───── EXERCISE MATERIALS ─────

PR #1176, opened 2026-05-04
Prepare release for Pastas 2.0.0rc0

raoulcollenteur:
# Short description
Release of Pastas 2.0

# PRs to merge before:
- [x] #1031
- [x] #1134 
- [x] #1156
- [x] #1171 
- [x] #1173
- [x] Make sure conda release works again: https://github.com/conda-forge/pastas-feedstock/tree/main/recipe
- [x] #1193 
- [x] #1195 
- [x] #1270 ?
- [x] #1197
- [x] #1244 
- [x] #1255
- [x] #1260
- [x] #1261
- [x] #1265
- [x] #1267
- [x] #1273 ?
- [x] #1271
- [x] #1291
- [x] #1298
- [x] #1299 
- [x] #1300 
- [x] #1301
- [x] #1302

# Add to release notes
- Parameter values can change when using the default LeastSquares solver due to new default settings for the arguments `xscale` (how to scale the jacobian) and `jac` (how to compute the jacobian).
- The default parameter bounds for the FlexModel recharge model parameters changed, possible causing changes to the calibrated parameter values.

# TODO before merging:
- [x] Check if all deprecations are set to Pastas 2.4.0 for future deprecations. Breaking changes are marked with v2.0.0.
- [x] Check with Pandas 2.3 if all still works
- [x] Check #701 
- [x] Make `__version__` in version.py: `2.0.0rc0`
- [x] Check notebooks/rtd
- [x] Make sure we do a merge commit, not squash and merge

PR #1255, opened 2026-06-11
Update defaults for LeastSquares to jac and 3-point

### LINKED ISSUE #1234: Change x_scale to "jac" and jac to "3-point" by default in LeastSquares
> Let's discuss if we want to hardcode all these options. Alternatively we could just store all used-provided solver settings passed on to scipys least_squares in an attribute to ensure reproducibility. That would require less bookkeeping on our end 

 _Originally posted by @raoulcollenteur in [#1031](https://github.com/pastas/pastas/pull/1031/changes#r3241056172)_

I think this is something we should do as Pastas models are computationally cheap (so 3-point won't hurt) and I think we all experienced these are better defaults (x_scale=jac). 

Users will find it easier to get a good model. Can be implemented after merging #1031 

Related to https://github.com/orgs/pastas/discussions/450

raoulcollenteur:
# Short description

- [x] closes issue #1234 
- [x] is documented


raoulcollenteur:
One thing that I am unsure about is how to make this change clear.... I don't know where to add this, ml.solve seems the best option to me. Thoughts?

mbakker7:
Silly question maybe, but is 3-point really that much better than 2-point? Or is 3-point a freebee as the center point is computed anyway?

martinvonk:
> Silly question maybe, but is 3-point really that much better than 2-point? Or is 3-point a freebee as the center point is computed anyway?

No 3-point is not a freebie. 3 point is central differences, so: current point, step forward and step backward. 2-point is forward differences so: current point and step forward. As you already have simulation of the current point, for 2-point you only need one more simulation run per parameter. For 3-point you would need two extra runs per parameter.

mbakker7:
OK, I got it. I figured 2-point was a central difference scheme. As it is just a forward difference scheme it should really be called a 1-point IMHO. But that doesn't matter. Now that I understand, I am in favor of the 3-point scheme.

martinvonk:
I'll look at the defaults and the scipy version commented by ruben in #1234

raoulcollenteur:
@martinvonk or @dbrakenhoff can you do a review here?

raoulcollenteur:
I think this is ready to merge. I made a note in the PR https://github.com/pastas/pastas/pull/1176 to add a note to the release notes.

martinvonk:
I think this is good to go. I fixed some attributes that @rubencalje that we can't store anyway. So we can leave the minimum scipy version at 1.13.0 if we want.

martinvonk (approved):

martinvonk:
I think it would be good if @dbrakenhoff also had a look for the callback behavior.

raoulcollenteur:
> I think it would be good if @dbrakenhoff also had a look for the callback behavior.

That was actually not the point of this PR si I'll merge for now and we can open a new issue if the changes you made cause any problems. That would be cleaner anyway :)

─────

▶ **WORK INSTRUCTIONS**: Which lines in the data above hold the string "merging"? Return each of them.

▶ **WORKED SOLUTION**:
# TODO before merging:
Users will find it easier to get a good model. Can be implemented after merging #1031 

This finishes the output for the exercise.